Five more days 'til Christmas! Honestly, I feel like such a kid again during the holiday season. Now that I have my own child who can semi-understand what's going on at this time of year, it's all the more special to me. Our first Christmas with the baby last year was, obviously, special and a memory I'll keep forever, but he was too new last year. This year, my heart melts every time I see his eyes light up when he looks at Christmas lights, decorated trees (pretty-pretties, as he calls them), and when he turns the radio on to play Christmas music or when he says "ho ho ho" whenever he sees Santa.
Our goal as parents is to, of course, spoil our child(ren) at Christmas, but also to instill a sense of what the season truly is about. I look forward to teaching the Jesus-is-the-reason-for-the-season stuff, to carrying on traditions and creating our own that will, hopefully, be carried on some day, and to performing some kind of holiday good deed every year. Of course, I am beside myself with excitement at the thought of playing Santa this year. Nat doesn't quite fully get Santa yet, but he's learning. I don't see the point in spending hundreds and hundreds of dollars on Christmas gifts - the true meaning tends to get lost - but each Christmas will be special. I look forward to finding new ways to make memories...for just Nat this year, and for Gumdrop as well.
Speaking of Gumdrop - we (hope to) find out the sex tomorrow at the gender ultraound. The plan, however, is to have the tech write the sex on a piece of paper and stash it in an envelope to be opened on Christmas day. A bit of a Christmas surprise.
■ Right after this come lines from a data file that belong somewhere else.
PR #447, opened 2025-09-02
chore: testing exsting construct

KelvinChung2000:
Spliting #399 written construct into this PR

### DIFF
--- a/fabulous/fabric_files/FABulous_project_template_vhdl/Fabric/models_pack.vhdl
+++ b/fabulous/fabric_files/FABulous_project_template_vhdl/Fabric/models_pack.vhdl
@@ -354,6 +354,125 @@ end architecture Behavior;
 
 library ieee;
   use ieee.std_logic_1164.all;
+  use ieee.numeric_std.all;
+
+-- Sky130 SRAM 1RW1R 32x256x8 simulation model
+--   ADDR_WIDTH = 8
+--   DATA_WIDTH = 32
+--   DELAY = 3
+--   NUM_WMASKS = 4
+--   RAM_DEPTH = 256
+
+entity sram_1rw1r_32_256_8_sky130 is
+  port (
+    addr0  : in    unsigned(7 downto 0);
+    addr1  : in    unsigned(7 downto 0);
+    clk0   : in    std_logic;
+    clk1   : in    std_logic;
+    csb0   : in    std_logic;
+    csb1   : in    std_logic;
+    din0   : in    unsigned(31 downto 0);
+    dout0  : out   unsigned(31 downto 0);
+    dout1  : out   unsigned(31 downto 0);
+    web0   : in    std_logic;
+    wmask0 : in    unsigned(3 downto 0)
+  );
+end entity sram_1rw1r_32_256_8_sky130;
+
+architecture from_verilog of sram_1rw1r_32_256_8_sky130 is
+
+  type mem_type is array (255 downto 0) of unsigned(31 downto 0);
+
+  signal dout0_reg  : unsigned(31 downto 0);
+  signal dout1_reg  : unsigned(31 downto 0);
+  signal addr0_reg  : unsigned(7 downto 0);
+  signal addr1_reg  : unsigned(7 downto 0);
+  signal csb0_reg   : std_logic;
+  signal csb1_reg   : std_logic;
+  signal din0_reg   : unsigned(31 downto 0);
+  signal mem        : mem_type;
+  signal web0_reg   : std_logic;
+  signal wmask0_reg : unsigned(3 downto 0);
+
+begin
+
+  dout0 <= dout0_reg;
+  dout1 <= dout1_reg;
+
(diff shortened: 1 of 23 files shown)


fabulous/fabric_files/FABulous_project_template_vhdl/Fabric/models_pack.vhdl
```diff
@@ -752,209 +781,339 @@ use ieee.std_logic_1164.all;
...
+  end component;
+
+end package my_package;
+
+-- Sky130 SRAM 1RW1R 32x256x8 simulation model
+library ieee;
+use ieee.std_logic_1164.all;
+use ieee.numeric_std.all;
+
+-- Generated from Verilog module sram_1rw1r_32_256_8_sky130 (/home/kelvin/FABulous_fork.worktrees/FABulous2.0-development/FABulous/fabric_files/FABulous_project_template_verilog/Fabric/models_pack.v:508)
```
IAmMarcelJung: Probably remove the absoulte path here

We'll be spending Christmas Eve and day with my family. Memories of Christmases past have flooded me the last few days. Early years with the entire Italian side of my family crammed into my grandmother's small, small home on Christmas Eve...followed by the Irish side gathering at a great aunt's house later that evening. Home to bed, and up early to see if Santa had, indeed, stopped by.
So much has changed in the years separating then and now. Family dynamics and relationships, traditions - I suppose such is true for many, if not most, families out there. Still, though, it makes me sad that things have changed so much - my children won't grow up surrounded by and knowing their extended family the way my sisters and I did - but it also makes me extra thankful for memories that I have and what still remains.
Merry Christmas to all of you - may your holidays be merry and bright, and filled with much laughter and love.